# Box Plot¶

Shows distribution of attribute values.

- Inputs
- Data
- input dataset

- Outputs
- Selected Data
- instances selected from the plot
- Data
- data with an additional column showing whether a point is selected

The **Box Plot** widget shows the distributions of attribute values.
It is a good practice to check any new data with this widget to quickly
discover any anomalies, such as duplicated values (e.g. gray and grey),
outliers, and alike.

- Select the variable you want to plot. Tick
*Order by relevance*to order variables by Chi2 or ANOVA over the selected subgroup. - Choose
*Subgroups*to see box plots displayed by a discrete subgroup. - When instances are grouped by a subgroup, you can change the display mode. Annotated boxes will display the end values, the mean and the median, while compare medians and compare means will, naturally, compare the selected value between subgroups.

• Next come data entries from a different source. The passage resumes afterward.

PR #11176, opened 2022-01-04
types: Fix return type of `projection` method

EugeneKorshenko:
**Summary**

`Query.projection` should return `this` for correct completion while method chaining.

Introduced here: https://github.com/Automattic/mongoose/commit/d7aaa5568330e2dcadde7ae6847bff1522f3ae4e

For continuous attributes the widget displays:

- The mean (the dark blue vertical line)
- Border values for the standard deviation of the mean. The blue highlighted area is the entire standard deviation of the mean.
- The median (yellow vertical line). The thin blue line represents the area between the first (25%) and the third (75%) quantile, while the thin dotted line represents the entire range of values (from the lowest to the highest value in the dataset for the selected parameter).
- If
*Send automatically*is ticked, changes are communicated automatically. Alternatively, press*Send*. - Access help, save image or produce a report.

For discrete attributes, the bars represent the number of instances with
each particular attribute value. The plot shows the number of different
animal types in the *Zoo* dataset: there are 41 mammals, 13 fish, 20
birds and so on.

## Example¶

The **Box Plot** widget is most commonly used immediately after the File widget to observe the statistical properties of a dataset. In the first example, we have used *heart-disease* data to inspect our variables.

**Box Plot** is also useful for finding the properties of a specific dataset, for instance a set of instances manually defined in another widget (e.g. Scatterplot) or instances belonging to some cluster or a classification tree node. Let us now use *zoo* data and create a typical clustering workflow with Distances and Hierarchical Clustering.

Now define the threshold for cluster selection (click on the ruler at the top). Connect **Box Plot** to **Hierarchical Clustering**, tick *Order by relevance* and select *Cluster* as a subgroup. This will order attributes by how well they define the selected subgroup, in our case a cluster. Seems like our clusters indeed correspond very well with the animal type!